- [PROBLEM STATEMENT]: Report each line from the records where the string "useful" turns up.

- [PROVIDED ENTRIES]:

————————

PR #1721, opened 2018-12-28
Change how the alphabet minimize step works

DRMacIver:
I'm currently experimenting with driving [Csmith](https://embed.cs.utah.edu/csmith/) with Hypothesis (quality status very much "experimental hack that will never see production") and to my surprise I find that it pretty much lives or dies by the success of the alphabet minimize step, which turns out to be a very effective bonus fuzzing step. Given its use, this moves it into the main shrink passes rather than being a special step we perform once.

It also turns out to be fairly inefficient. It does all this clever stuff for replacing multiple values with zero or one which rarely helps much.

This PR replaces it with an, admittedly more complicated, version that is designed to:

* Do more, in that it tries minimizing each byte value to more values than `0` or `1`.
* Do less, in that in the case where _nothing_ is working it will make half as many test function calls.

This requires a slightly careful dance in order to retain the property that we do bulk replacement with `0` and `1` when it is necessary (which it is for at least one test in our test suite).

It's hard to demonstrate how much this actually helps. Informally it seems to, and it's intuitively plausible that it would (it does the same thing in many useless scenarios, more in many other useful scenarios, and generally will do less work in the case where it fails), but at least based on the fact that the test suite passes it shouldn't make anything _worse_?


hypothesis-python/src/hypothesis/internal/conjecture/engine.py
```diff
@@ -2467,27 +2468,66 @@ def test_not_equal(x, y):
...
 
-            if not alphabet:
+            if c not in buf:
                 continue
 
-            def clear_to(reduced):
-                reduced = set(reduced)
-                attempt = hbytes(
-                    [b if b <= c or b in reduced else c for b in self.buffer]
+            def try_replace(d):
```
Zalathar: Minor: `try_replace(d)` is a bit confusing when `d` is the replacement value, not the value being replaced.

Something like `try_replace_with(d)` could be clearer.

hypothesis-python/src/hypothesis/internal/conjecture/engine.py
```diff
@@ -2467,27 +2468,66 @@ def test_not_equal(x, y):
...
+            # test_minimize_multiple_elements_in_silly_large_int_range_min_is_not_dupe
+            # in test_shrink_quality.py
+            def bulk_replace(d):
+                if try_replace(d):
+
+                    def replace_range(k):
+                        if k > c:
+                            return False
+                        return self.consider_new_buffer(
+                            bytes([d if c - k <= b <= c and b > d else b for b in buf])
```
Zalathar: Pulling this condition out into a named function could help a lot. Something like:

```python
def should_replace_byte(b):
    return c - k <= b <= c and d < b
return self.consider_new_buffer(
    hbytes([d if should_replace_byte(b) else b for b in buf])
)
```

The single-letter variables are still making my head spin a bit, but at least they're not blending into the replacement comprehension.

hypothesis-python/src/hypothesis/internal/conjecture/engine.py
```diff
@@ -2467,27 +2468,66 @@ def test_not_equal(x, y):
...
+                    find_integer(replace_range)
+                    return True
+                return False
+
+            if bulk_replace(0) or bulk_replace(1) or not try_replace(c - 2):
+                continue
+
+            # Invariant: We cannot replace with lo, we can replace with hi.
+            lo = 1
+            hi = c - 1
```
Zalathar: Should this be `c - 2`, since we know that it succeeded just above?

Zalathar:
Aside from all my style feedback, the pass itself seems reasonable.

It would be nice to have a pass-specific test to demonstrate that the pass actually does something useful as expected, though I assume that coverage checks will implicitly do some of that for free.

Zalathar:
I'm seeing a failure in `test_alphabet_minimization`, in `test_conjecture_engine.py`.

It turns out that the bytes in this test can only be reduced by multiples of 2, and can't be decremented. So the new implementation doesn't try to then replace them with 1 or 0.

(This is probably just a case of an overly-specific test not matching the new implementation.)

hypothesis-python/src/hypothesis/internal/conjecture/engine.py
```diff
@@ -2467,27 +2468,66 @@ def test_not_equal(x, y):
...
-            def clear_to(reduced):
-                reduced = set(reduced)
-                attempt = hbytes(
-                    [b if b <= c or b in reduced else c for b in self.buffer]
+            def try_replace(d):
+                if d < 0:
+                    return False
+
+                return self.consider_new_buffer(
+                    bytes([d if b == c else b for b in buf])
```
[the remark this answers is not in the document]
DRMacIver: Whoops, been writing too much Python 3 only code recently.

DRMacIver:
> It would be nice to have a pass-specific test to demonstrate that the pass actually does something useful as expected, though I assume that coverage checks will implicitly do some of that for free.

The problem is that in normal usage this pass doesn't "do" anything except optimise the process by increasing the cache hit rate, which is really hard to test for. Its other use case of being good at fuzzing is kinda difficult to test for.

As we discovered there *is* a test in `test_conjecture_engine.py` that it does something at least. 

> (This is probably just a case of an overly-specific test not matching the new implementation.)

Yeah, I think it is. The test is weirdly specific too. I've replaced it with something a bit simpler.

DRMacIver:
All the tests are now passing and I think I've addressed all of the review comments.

————————

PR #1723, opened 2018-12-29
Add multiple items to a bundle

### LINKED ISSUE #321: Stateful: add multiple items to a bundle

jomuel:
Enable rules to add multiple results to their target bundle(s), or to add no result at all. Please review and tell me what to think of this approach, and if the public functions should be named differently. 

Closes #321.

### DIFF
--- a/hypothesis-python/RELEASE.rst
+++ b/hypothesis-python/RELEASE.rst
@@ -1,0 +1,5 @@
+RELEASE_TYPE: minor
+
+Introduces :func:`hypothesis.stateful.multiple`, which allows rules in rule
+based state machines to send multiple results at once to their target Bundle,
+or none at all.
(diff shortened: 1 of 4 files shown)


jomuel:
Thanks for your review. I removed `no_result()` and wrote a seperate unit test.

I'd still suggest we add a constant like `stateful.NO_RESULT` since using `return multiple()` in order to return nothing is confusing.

————————

- [SOLVED PROBLEM]:
It's hard to demonstrate how much this actually helps. Informally it seems to, and it's intuitively plausible that it would (it does the same thing in many useless scenarios, more in many other useful scenarios, and generally will do less work in the case where it fails), but at least based on the fact that the test suite passes it shouldn't make anything _worse_?
It would be nice to have a pass-specific test to demonstrate that the pass actually does something useful as expected, though I assume that coverage checks will implicitly do some of that for free.
> It would be nice to have a pass-specific test to demonstrate that the pass actually does something useful as expected, though I assume that coverage checks will implicitly do some of that for free.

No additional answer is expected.